There is good news. I hear it directly from Peter. It is the truth. Jesus came for all of us, not just the Jews of His day. It took a stunning series of events to get this through to Peter. I am so very thankful that God so loved “the world”.
This is stunning in that we like to believe we are part of the select few. I can see myself as one the elite. It is tough to deal with that. I am not. Jesus and His redemptive work is for everyone. God isn’t playing favorites. No way.
Peter fairly exploded with his good news: “It’s God’s own truth, nothing could be plainer: God plays no favorites! It makes no difference who you are or where you’re from — if you want God and are ready to do as he says, the door is open. The Message he sent to the children of Israel — that through Jesus the Messiah everything is being put together again — well, he’s doing it everywhere, among everyone. | Acts 10:34-36 (The Message Bible)
Cornelius was a Roman centurion and the first gentile follower of Jesus mentioned in the Book of Acts.
The story of Cornelius’ conversion through the preaching of the apostle Peter is recorded in Acts 10:1–11:18. Before his conversion Cornelius was well known to the Jews as a person who feared God, prayed continually, and gave alms.
At first the disciples were composed only of Jews, who were reluctant to preach the good news to Gentiles because law-abiding Jews never had fellowship with “pagans.” Peter, a law-abiding Jew, had scruples about entering a Gentile’s house and eating “unclean” food. Through a vision, however, God led Peter to Cornelius’ house to proclaim the good news to him and his family and close friends.
Before Peter had finished speaking, and before baptism or the laying on of hands could be administered, God dramatically demonstrated his acceptance of Gentiles into the fellowship of the church by giving them the gift of the Holy Spirit. Peter remained several days in Cornelius’ house, no doubt rejoicing in the centurion’s conversion and instructing him in his newfound faith.

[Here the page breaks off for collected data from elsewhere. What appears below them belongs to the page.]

PR #47, opened 2018-02-01
Small bug fix making update asset record admin only

WilliamMcCumstie:
The tests where bad as they where from a non-logged in user which will always fail. However logged in users could access the routes to update the asset record.

This PR fixes the test and updates the routes.

It is based on #46. It should be merged before #43

### DIFF
--- a/spec/features/asset_record.rb
+++ b/spec/features/asset_record.rb
@@ -8,7 +8,8 @@ RSpec.feature 'Asset Record', type: :feature   do
   context 'with an invalid request' do
     it 'errors as a non-admin user' do
       expect do
-        visit edit_component_asset_record_path(component)
+        user = component.site.users.reject(&:admin?).first
+        visit edit_component_asset_record_path(component, as: user)
       end.to raise_error(ActionController::RoutingError)
     end
 
--- a/config/routes.rb
+++ b/config/routes.rb
@@ -29,8 +29,17 @@ Rails.application.routes.draw do
       resources :maintenance_windows, only: :new
     end
 
+    asset_record = Proc.new do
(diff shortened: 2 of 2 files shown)


spec/features/asset_record.rb
```diff
@@ -8,7 +8,8 @@
   context 'with an invalid request' do
     it 'errors as a non-admin user' do
```
bobwhitelock: Updating this text to match the test to mention that specifically this should fail for a Site User would be useful.

spec/features/asset_record.rb
```diff
@@ -8,7 +8,8 @@
...
       expect do
-        visit edit_component_asset_record_path(component)
+        user = component.site.users.reject(&:admin?).first
```
bobwhitelock: I don't think you need the `.reject(&:admin?)` - it is already a guarantee that only non-admin Users can/must have a Site,  so `component.site.users.first` should be sufficient.

WilliamMcCumstie:
Fixed the above issues in:
https://github.com/alces-software/alces-flight-center/commit/211336c7b4db616ce1d910655c2859addf7b592e

spec/features/asset_record.rb
WilliamMcCumstie: Fixed in: https://github.com/alces-software/alces-flight-center/commit/211336c7b4db616ce1d910655c2859addf7b592e

spec/features/asset_record.rb
WilliamMcCumstie: Fixed in: https://github.com/alces-software/alces-flight-center/commit/211336c7b4db616ce1d910655c2859addf7b592e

Cornelius’ conversion represented a significant step in the separation of the early church from Judaism. Cornelius did not have to submit to any of the Jewish practices, such as circumcision or eating only ritually “clean” animals. For the first time a gentile believer was accepted into the church on equal terms with Jewish disciples.
Here is a literal translation:
10:34–38: And opening [his] mouth, Peter said, “In truth I apprehend that God doesn’t play favorites [as he would if he limited evangelism to the Jews]. 35 Rather, in every nation the person who fears him and works righteousness [as Cornelius does according to 10:2, 4, 22] is welcomed by him [hence his arranging a meeting between Cornelius and Peter for the hearing of the gospel]. 36 The word [in the sense of a message] that he [God] sent to the sons of Israel by proclaiming as good news peace through Jesus Christ—this one is Lord of all. 37 You yourselves know the word [in the sense of a reported event] that took place throughout the whole of Judea [the entirety of Israel (see the comments on Luke 1:5)], beginning from Galilee after the baptism that John proclaimed, 38 [the word] in regard to Jesus, the [man] from Nazareth—how God anointed him with the Holy Spirit and power—who [referring to Jesus] went throughout [the whole of Judea/Israel] doing good [to people] and healing all who were being dominated by the Devil, because God was with him.”
Elwell, W. A., & Beitzel, B. J. (1988). Cornelius. In Baker encyclopedia of the Bible (Vol. 1, pp. 525–526). Grand Rapids, MI: Baker Book House.
Gundry, R. H. (2010). Commentary on the New Testament: Verse-by-Verse Explanations with a Literal Translation (p. 505). Peabody, MA: Hendrickson Publishers.